Apex Systems is an equal opportunity employer. We do not discriminate or allow discrimination on the basis of race, color, religion, creed, sex (including pregnancy, childbirth, breastfeeding, or related medical conditions), age, sexual orientation, gender identity, national origin, ancestry, citizenship, genetic information, registered domestic partner status, marital status, disability, status as a crime victim, protected veteran status, political affiliation, union membership, or any other characteristic protected by law. Apex will consider qualified applicants with criminal histories in a manner consistent with the requirements of applicable law. If you have visited our website in search of information on employment opportunities or to apply for a position, and you require an accommodation in using our website for a search or application, please contact our Employee Services Department at or .

Apex Systems is a world-class IT services company that serves thousands of clients across the globe.
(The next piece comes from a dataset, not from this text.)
PR #125, opened 2023-01-16
Sanitizing the previous max value

rjrudin:
Couple other changes:

1. Combined the methods in DslQueryHandler for modifying the user query into `constrainUserQuery` so that the unit test only needs to invoke one method instead of two when rowLimit is specified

When you join Apex, you become part of a team that values innovation, collaboration, and continuous learning. We offer quality career resources, training, certifications, development opportunities, and a comprehensive benefits package. Our commitment to excellence is reflected in many awards, including ClearlyRated's Best of Staffing in Talent Satisfaction in the United States and Great Place to Work in the United Kingdom and Mexico. Apex uses a virtual recruiter as part of the application process. Click for more details.

Apex Benefits Overview: Apex offers a range of supplemental benefits, including medical, dental, vision, life, disability, and other insurance plans that offer an optional layer of financial protection. We offer an ESPP (employee stock purchase program) and a 401K program which allows you to contribute typically within 30 days of starting, with a company match after 12 months of tenure. Apex also offers a HSA (Health Savings Account on the HDHP plan), a SupportLinc Employee Assistance Program (EAP) with up to 8 free counseling sessions, a corporate discount savings program and other discounts. In terms of professional development, Apex hosts an on-demand training program, provides access to certification prep and a library of technical and leadership courses/books/seminars once you have 6+ months of tenure, and certification discounts and other perks to associations that include CompTIA and IIBA. Apex has a dedicated customer service team for our Consultants that can address questions around benefits and other resources, as well as a certified Career Coach. You can access a full list of our benefits, programs, support teams and resources within our 'Welcome Packet' as well, which an Apex team member can provide.